MORE than one operation was cancelled every day over the space of a year at Ipswich Hospital - with more than a third because of a lack of beds, it emerged today.

Rebecca Lefort

MORE than one operation was cancelled every day over the space of a year at Ipswich Hospital - with more than a third because of a lack of beds, it emerged today.

Between April 2007 and March 2008 the hospital called off 403 scheduled operations.

Among those, 188 were put on hold because no bed was available, with the problem growing in the last three months. During January, February and March 139 operations were put on hold over beds.

The news comes after The Evening Star revealed some ambulances were waiting for more than an hour outside the Accident & Emergency department before they were able to admit patients to the under-pressure hospital.

Jan Rowsell, spokeswoman for the hospital, said: “One cancelled operation is one too many and we need to get better at how we bring people in.

“We recognise we have a way to go to be as good as we can at managing patient flow through the hospital.

“We have faced severe bed pressure over the last couple of months like a lot of other hospitals.

“We are doing a lot of work to address it and have four projects which now span the whole activity of the hospital.”

She added that once the hospital's new £26million Garrett Anderson Centre opens to the public in June the situation should improve, with beds dedicated to elective operations available.

Prue Rush, a patient advocate at the hospital, said the figures showed more needed to be done to make sure beds were kept free for patients who needed them.

She said: “It is deeply distressing for unwell patients who are having to have their surgery put on hold.

“If it is because of lack of beds they (NHS bosses) need to think again about community care.

“It is important to get patients out of beds in hospital and into community care and everyone needs to work together for that.

“There could be patients ready and able to come home, but there is no one to look after them.”

Have you had your operation cancelled because there was no bed available? Write to Your Letters, Evening Star, 30 Lower Brook Street, Ipswich IP4 1AN or e-mail eveningstarletters@eveningstar.co.uk.

Cancelled operations

In total 403 operations were cancelled at Ipswich Hospital last year. The reasons for the cancellations were:

Administration error - 20

No intensive care or high dependency unit bed available - 16

No anaesthetist - 1

No bed available - 188

No ward equipment - 14

No surgeon - 41

Theatre list rearranged - 4

Theatre staff shortage - 1

Earlier complication on theatre list - 40

Late start in theatres - 9

No theatre equipment - 5

Theatre list overbooked - 17

Ward staff shortage - 3

Other - 44

Suffolk County Council's view

SUFFOLK County Council is responsible for making sure patients have somewhere to go when they are well enough to leave hospital.

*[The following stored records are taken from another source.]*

PR #823, opened 2021-03-18
Infinite reconnection attempts by default behaviour

### LINKED ISSUE #756: [TRACKING ISSUE] Set cluster connect timeout to infinite by default

**Set cluster connect timeout to infinite by default**

See https://github.com/hazelcast/hazelcast/pull/18094 for details.

---

After an internal discussion, we have decided to set the cluster
connect timeout to infinite by default. Also, the multiplier
for the sleep time between consecutive connect attempts is changed
to `1.05` from `1.0`. The new sleep times between connection
attempts can be seen in the following graph. https://www.desmos.com/calculator/hl7rnbk4gf
(x-axis: attempt number, y-axis: sleep time in seconds)

Also, updated some logging statements.

Note that, this is a breaking change for the users who rely on the client to stop
trying to connect cluster after some time, but we decided

srknzl:
Infinite reconnection attempts by changing default `clusterConnectTimeoutMillis`. Also makes default multiplier `1.05` 

close #756

### DIFF
--- a/src/config/ConfigBuilder.ts
+++ b/src/config/ConfigBuilder.ts
@@ -120,8 +120,8 @@ export class ConfigBuilder {
                 this.effectiveConfig.connectionStrategy.connectionRetry.multiplier = tryGetNumber(value);
             } else if (key === 'clusterConnectTimeoutMillis') {
                 const clusterConnectTimeoutMillis = tryGetNumber(value);
-                if (clusterConnectTimeoutMillis < 0) {
-                    throw new RangeError('clusterConnectTimeoutMillis can only be non-negative');
+                if (clusterConnectTimeoutMillis != -1 && clusterConnectTimeoutMillis < 0) {
+                    throw new RangeError('clusterConnectTimeoutMillis can be only positive or -1');
                 }
                 this.effectiveConfig.connectionStrategy.connectionRetry.clusterConnectTimeoutMillis = clusterConnectTimeoutMillis;
             } else if (key === 'jitter') {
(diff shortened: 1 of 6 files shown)


src/network/WaitStrategy.ts
```diff
@@ -40,7 +40,8 @@ export class WaitStrategy {
         this.initialBackoffMillis = initialBackoffMillis;
         this.maxBackoffMillis = maxBackoffMillis;
         this.multiplier = multiplier;
-        this.clusterConnectTimeoutMillis = clusterConnectTimeoutMillis;
+        this.clusterConnectTimeoutMillis = clusterConnectTimeoutMillis === -1 ?
+            Number.POSITIVE_INFINITY : clusterConnectTimeoutMillis;
```
mdumandag, line 44: Looking at the other places we use infinite values, I suggest you use `Numer.MAX_SAFE_INTEGER` here. IMHO, it is also better for logging purposes. (`cluster connect timeout: Infinity ms` vs `cluster connect timeout: 9007199254740991 ms`)

src/config/ConfigBuilder.ts
```diff
@@ -119,8 +119,11 @@ export class ConfigBuilder {
             } else if (key === 'multiplier') {
                 this.effectiveConfig.connectionStrategy.connectionRetry.multiplier = tryGetNumber(value);
             } else if (key === 'clusterConnectTimeoutMillis') {
-                this.effectiveConfig.connectionStrategy.connectionRetry
-                    .clusterConnectTimeoutMillis = tryGetNumber(value);
+                const clusterConnectTimeoutMillis = tryGetNumber(value);
+                if (clusterConnectTimeoutMillis < 0) {
+                    throw new RangeError('clusterConnectTimeoutMillis can only be non-negative');
```
mdumandag, line 124: No, -1 is a better default value. I meant the error message `clusterConnectTimeoutMillis can be only positive or -1` is wrong, as it can be zero. It should have been `clusterConnectTimeoutMillis can be only non-negative or -1`

mdumandag: 0 has a special meaning that, do not try to connect to cluster if the attempt fails first time

srknzl: Got your point now

mdumandag (approved):

srknzl:
Thanks @mdumandag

The council admitted more needed to be done to stop patients taking up beds at Ipswich Hospital and said as of Thursday four people were delayed in hospital because their social service care was delayed, with two due to be moved on yesterday.

A spokesman added: "All of us involved with helping people when they have recovered sufficiently to move on from hospital - the hospital itself, Suffolk Primary Care Trust, family doctors, the county council, and the many private and voluntary agencies we work with - need to redouble our efforts to reduce the numbers of patients who become 'Delayed Transfers of Care' even further.

“We have made significant strides over the past two years with the establishment of a multi-disciplinary discharge team working at the hospital, and we will continue to build on the strengths of this co-operation - as indeed we have at the James Paget and West Suffolk hospitals, where the so-called 'Delayed Transfers of Cares' are virtually a thing of the past.”